I’ve been looking at the debate around Ertugrul and the culture wars it’s generated and I have a few thoughts about them, which I decided to put down. So, thread... 👉🏾
The current frenzy over Ertugrul reminds me of when foreign dubbed dramas first began airing on Pak TV channels. We all know about the Turkish Ishq-e-Mamnoon. But there were a couple of Latin American serials that also began airing at around the same time, I forget their names.
I didn’t watch dramas much (I hardly do still) but I did want to know what people were watching and why. At the time, we had a couple of live-in nannies (sisters) who were big on dramas. They were my main source of information on what was going on in the field, what they liked..>
...and what they didn’t. So one day I walk in from work and they are glued as usual to the TV. I ask them what they’re watching and they tell me ‘Bhai koyi naye Arabi dramay aa rahay hain.’ I’m intrigued so I stop to watch for a bit. Now, it must be recalled that before...>
...these dramas came on, most pundits had declared that dubbed dramas would simply not work in Pakistan, bec of the whole issue of lip sync /cultural differences etc. (In fact, one story I heard later was that one media head had been offered the Turkish serial which later ran...>
...as Mera Sultan on Geo, at a ridiculous throwaway price years earlier. But his marketing people dissuaded him from buying it bec they told him a dubbed show just would not work.)

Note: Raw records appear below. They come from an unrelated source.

Issue #745, opened 2024-02-06
Generate devices csv


benolayinka:
#### Summary

Can we generate a flat list of devices as a csv? We can then sync this to airtable

#### Why do we need this?

Sync data to airtable

#### What is already there? What do you see now?

Folder hierarchy

#### What is missing? What do you want to see?

name, vendor, description, image link, sensors, radios, height, width, length, weight, battery?, ip rating, urls, mac version?, rp version?, supports class b / class c?,

johanstokking:
Most of this is quite straight forward and is readily available per end device.

The data model has a hierarchy:

- Vendor
  - Profile
  - End device
    - Hardware version
    - Firmware version (links to one or more supported hardware versions and a profile for each region)

The MAC version, RP version and LoRaWAN classes are in the profile. There may be differences between regions, and there can be devices with multiple firmware versions so we need to add some heuristics here.

For example, we could take the last firmware version and the first profile to determine these fields.

LDannijs:
Iirc i wasn't able to change the labels before but i will remember it for next time.

LDannijs:
PR #749 was merged, closing this.

PR #749, opened 2024-02-14
Generate CSV for Partner Portal

LDannijs:
#### Summary

Generate a csv file with information regarding all the devices in the Device Repository for use in the Partner Portal. Issue #745 @benolayinka 

image

#### Changes

- add a javascript script for generating a csv
- Remove example from Atim (Seems to be the same as [Windsensor example](https://github.com/TheThingsNetwork/lorawan-devices/blob/master/vendor/example/windsensor.yaml), so i say remove it)

#### Checklist for Reviewers

- [ ] `vendorProfileID` should not be `vendorID`.

#### Notes for Reviewers

- @johanstokking The script grabs the highest macversion number of all the profiles the device associates with. This might need to be changed but with a device sometimes having tens of profiles i found this to be the best way to consolidate it.

#### Release Notes

- ...


csv.js
```diff
@@ -0,0 +1,86 @@
+const fs = require('fs');
```
johanstokking, line 1: This file should go in `bin`

csv.js
```diff
@@ -0,0 +1,86 @@
...
+// Function to extract data from device.yaml and create a CSV line
+const extractData = (filePath, vendor) => {
+    try {
+        const fileContents = fs.readFileSync(filePath, 'utf8');
+        const data = yaml.load(fileContents);
+        if (data && data.name && data.description) { //only read files with these in its content
+            const name = data.name;
+            const description = data.description.replace(/"/g, "'");
+            const sensors = Array.isArray(data.sensors) ? `"${data.sensors.join(', ')}"` : '';
+            const imageUrl = data.photos?.main ? `"${baseUrl}/${vendor}/${data.photos.main}"` : '';
```
johanstokking, line 16: At some point we have to sync this to a cloud bucket (like S3) with content delivery network (like CloudFront) and resize images in certain fixed dimensions. Some of the photos here are very big, as they should be because that allows us to do high res stuff with them.

csv.js
```diff
@@ -0,0 +1,86 @@
...
+            data.firmwareVersions.forEach(firmwareVersion => {
+                Object.values(firmwareVersion.profiles).forEach(profile => {
+                    const relatedFilePath = path.join(path.dirname(filePath), `${profile.id}.yaml`);
+                    try {
+                        const profileContents = fs.readFileSync(relatedFilePath, 'utf8');
+                        const profileData = yaml.load(profileContents);
+                        const macVersion = profileData.macVersion || '';
+            
+                        // Compare and update the highest macVersion found
+                        if (macVersion.localeCompare(highestMacVersion, undefined, { numeric: true, sensitivity: 'base' }) > 0) {
```
johanstokking, line 41: I think this is pretty acceptable yes

csv.js
LDannijs: So.. is there anything you want me to do with it? Sorry if i'm not getting the request clear.

johanstokking: That depends on what will happen with these photos. We shouldn't render them as-is: they're too big (and they should be that big) and GitHub raw's URL is too unreliable to have nothing between the user's browser and this URL.

I don't have a request for change for this PR, but it may need to be implemented later and then this script will need the update.

LDannijs: I am also not sure myself how these will be rendered, but i found the raw github url to be the best for now.
Best to hear from @benolayinka if it's the right method.

benolayinka: for now it's fine as you have it, at least for testing. in the future we will need to resize images and link to the web-friendly size.

benolayinka:
As far as resizing images, I think @mjamescompton is using Hugo in this repo to build the website and might already be doing some image resizing

benolayinka:
@LDannijs it looks like there are duplicate devices in the csv, is this maybe because it's generating one per profile or something? we need at least one unique identifier per device

@adriansmares I also broke the table at that API endpoint testing w dummy data, so I'll have to update the secret before we merge this

Screenshot 2024-02-22 at 11 26 08

LDannijs:
Just took a look and it seems some devices are named differently in filename but have the same name/description. Minor changes usually, for example the AM319 has an AM319L model without lcd, but is named AM319 in device name. I'll see if i can update the titles of these devices.

johanstokking:
@LDannijs probably good to add a validation for the uniqueness of the name then.

The namespace should however not be global; there can be multiple "LoRaWAN street light module" from different vendors.

What do we do with resizing images? Can we let the partner portal frontend do it? I'd prefer that anyway than doing it here.

LDannijs:
@johanstokking good idea. I will add that to #736

LDannijs:
Alright this should fix it @benolayinka, can you check if the validation looks good @johanstokking?

bin/validate.js
```diff
@@ -51,6 +51,25 @@ function requireFile(path) {
...
+        if (deviceNames.has(deviceData.name)) {
+          throw new Error(`Duplicate device name found: ${deviceData.name} in folder ${folder}`);
+        }
+        deviceNames.add(deviceData.name);
+      } else {
+        console.error(`Error: Unable to load device data from file ${file}, or 'name' property is missing.`);
+      }
+    }
+  }
+}
```
johanstokking, line 71: Isn't this better to just make part of the loop below?

johanstokking (approved):

bin/validate.js
```diff
@@ -215,14 +216,42 @@ const vendorProfiles = {};
 vendors.vendors.forEach((v) => {
   const key = v.id;
   const folder = `./vendor/${v.id}`;
+  const vendorIndexPath = `${folder}/index.yaml`;
+
+  // Check for the existence of the vendor's index.yaml file
+  if (!fs.existsSync(vendorIndexPath)) {
+    return; // Skip this vendor if the index file doesn't exist
+  }
```
johanstokking, line 224: This is the `ENOENT` check below (L257). It's probably cleaner to do a `statSync()` here with the `ENOENT` check like below. It can be removed from below, which removes an indentation level too.

bin/validate.js
```diff
@@ -215,14 +216,42 @@ const vendorProfiles = {};
...
+
+  const vendorIndex = yaml.load(fs.readFileSync(vendorIndexPath, 'utf8'));
```
johanstokking, line 226: Duplicate of L264

bin/validate.js
```diff
@@ -215,14 +216,42 @@ const vendorProfiles = {};
...
+  // Initialize a new Set for each vendor to track device names, ensuring isolation
+  const deviceNames = new Map();
```
johanstokking, line 228: Why `Map` if all you need is `{}` like `codecs`

bin/validate.js
```diff
@@ -215,14 +216,42 @@ const vendorProfiles = {};
...
+
+  vendorIndex.endDevices?.forEach((deviceFileName) => {
```
johanstokking, line 230: There is already a loop below for each end device, why have another loop here?

bin/validate.js
```diff
@@ -215,14 +216,42 @@ const vendorProfiles = {};
...
+    const deviceFilePath = `${folder}/${deviceFileName}.yaml`;
+
+    if (!fs.existsSync(deviceFilePath)) {
+      return;
+    }
+
+    const deviceData = yaml.load(fs.readFileSync(deviceFilePath, 'utf8'));
+    const existingFilePath = deviceNames.get(deviceData.name);
```
johanstokking, line 238: This also happens on L247, why duplicate?

benolayinka:
@LDannijs moving csv.js to /bin breaks the makefile, and running node bin/csv.js throws an error because there is a relative ../vendor path somewhere. Can you please update csv.js so that it can be run from the makefile as node bin/csv.js, since that is how it will be run in production?

benolayinka:
@LDannijs I tested the latest push and there is still one duplicate, "Flood Sensor"

Screenshot 2024-02-27 at 12 04 41

vendor/ambitlocker/ambitlocker.yaml
```diff
@@ -1,4 +1,4 @@
-name: Ambitlocker lock
+name: The lock
```
johanstokking, line 1:
```suggestion
name: Lock
```

vendor/aquascope/wwd.yaml
```diff
@@ -1,4 +1,4 @@
-name: Flood Sensor
+name: FLOLWE01 - Flood Sensor
```
johanstokking, line 1: Why?

vendor/acrios/acr-slc-100l-zhaga-dali.yaml
```diff
@@ -1,4 +1,4 @@
-name: LoRaWAN street light module
+name: LoRaWAN street light module (ZHAGA DALI)
```
johanstokking, line 1: Why?

vendor/browan/tbsl100.yaml
```diff
@@ -1,4 +1,4 @@
-name: Sound Level Sensor
+name: TBSL100 - Sound Level Sensor
```
johanstokking, line 1: Why?

vendor/aquascope/wwd.yaml
LDannijs: Cause theres multiple devices named flood sensor, and ben is getting a duplicate error: https://github.com/TheThingsNetwork/lorawan-devices/pull/749#issuecomment-1966305882

johanstokking: The uniqueness should be on vendor name + device name, not just device name

LDannijs: Ok i understand, but then we have a problem. If you look at that comment from Ben you can see that airtable can not link the name and vendor together, so it will count devices with the same name as a duplicate. I dont know if you can fix this in airtable somehow @benolayinka but we need to figure out how we're going to do that.

benolayinka:
Yeah, I need a single unique identifying field. You could generate an ID as a hash of the name and vendor or something.

vendor/acrios/acr-slc-100l-zhaga-dali.yaml
LDannijs: This one we do need cause the device `acr-slc.yaml` (same vendor) is already called `LoRaWAN street light module`, so since this device uses the zhaga dali "protocol" it needs to be different.

LDannijs:
@benolayinka added an id field thats just device name + vendor, should do the trick. Rolled back some of those name changes too.

vendor/aquascope/wwd.yaml
johanstokking: How about adding simply another column with the full name, just for enforcing uniqueness?

LDannijs: Made a column with device name + vendor, that way we can be fully sure its unique.

vendor/hbi/hbi-mla20-3l0606c.yaml
```diff
@@ -1,4 +1,4 @@
-name: HBI emergency lighting series 300 eagle
```
johanstokking, line 1: Please make sure the name starts with a capital.

Probably easiest is to find in files with the right filter (`vendor/**/*.yaml`), case sensitive and regex enabled for `name: [a-z]`

LDannijs: And what about this for example?
https://github.com/TheThingsNetwork/lorawan-devices/blob/8cd4bbf6dc318e23f1c6ec1cfa89e8ba42704537/vendor/tektelic/t0006923-edoctor.yaml#L1

The device is officially called `eDoctor` with a small e and capital D. Do we just ignore their naming convention or?

johanstokking: Yes those are fine

LDannijs:
So i noticed Dragino has some devices missing in their index.yaml file, which doesn't make them show up on the site/stack, but i tried to fix them yet they have codec issues that i unfortunately cannot fix myself.

johanstokking:
Thanks, this now looks good to me.

KrishnaIyer:
@LDannijs: for future PRs use the format `Closes #<issue number>` in your description. This will automatically close the issue when the PR is merged.

johanstokking:
@Jaime-Trinidad can you review so that we can merge this?

Jaime-Trinidad (approved):

Jaime-Trinidad:
> @Jaime-Trinidad can you review so that we can merge this?

I reviewed and tested it, devices.csv looks fine.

In any case, I’m standing there watching the ‘Arabic serial’ with my office bag still in my ...>
...hand, and it soon becomes apparent to me that what we’re watching is no Arab production. It’s got blonde goris in miniskirts and plunging necklines (blurred out by the channel) and a bunch of other culturally specific things that make it obvious it’s a Latin American...>
...soap. So I tell the sisters that this is no Arab drama, that it’s from South America though I can’t place from which country, perhaps Mexico, perhaps Venezuela, I don’t know.

The reaction of one of the sisters to this news has stayed with me all these years. With a look...>
...of confusion, she asks me: ‘Bhai, woh bhi Urdu boltay hain??’

For a while I did not know what to say. 😐

Consider, what all this question implied:
1) That the dubbing/ lip sync being out made absolutely no diff to her (so much for technical finesse being important to the...>
...average TV drama viewer.)
2. She assumed Arabs could speak Urdu, prob bec ‘Woh tau apnay hain, Mussalmaan hain’)
3. All Muslims can speak Urdu
4. If someone spoke Urdu on TV, it did not matter whether they looked very different (a point borne out by the success of Korean...>
...dramas later.)

So, to take nothing away from the wild popularity of Ertugrul in Pak, the reality of the matter is it tells you more about Pakistan - suppressed desires, confusion, megalomania and simultaneously its paranoia - than Turkish history or its production values.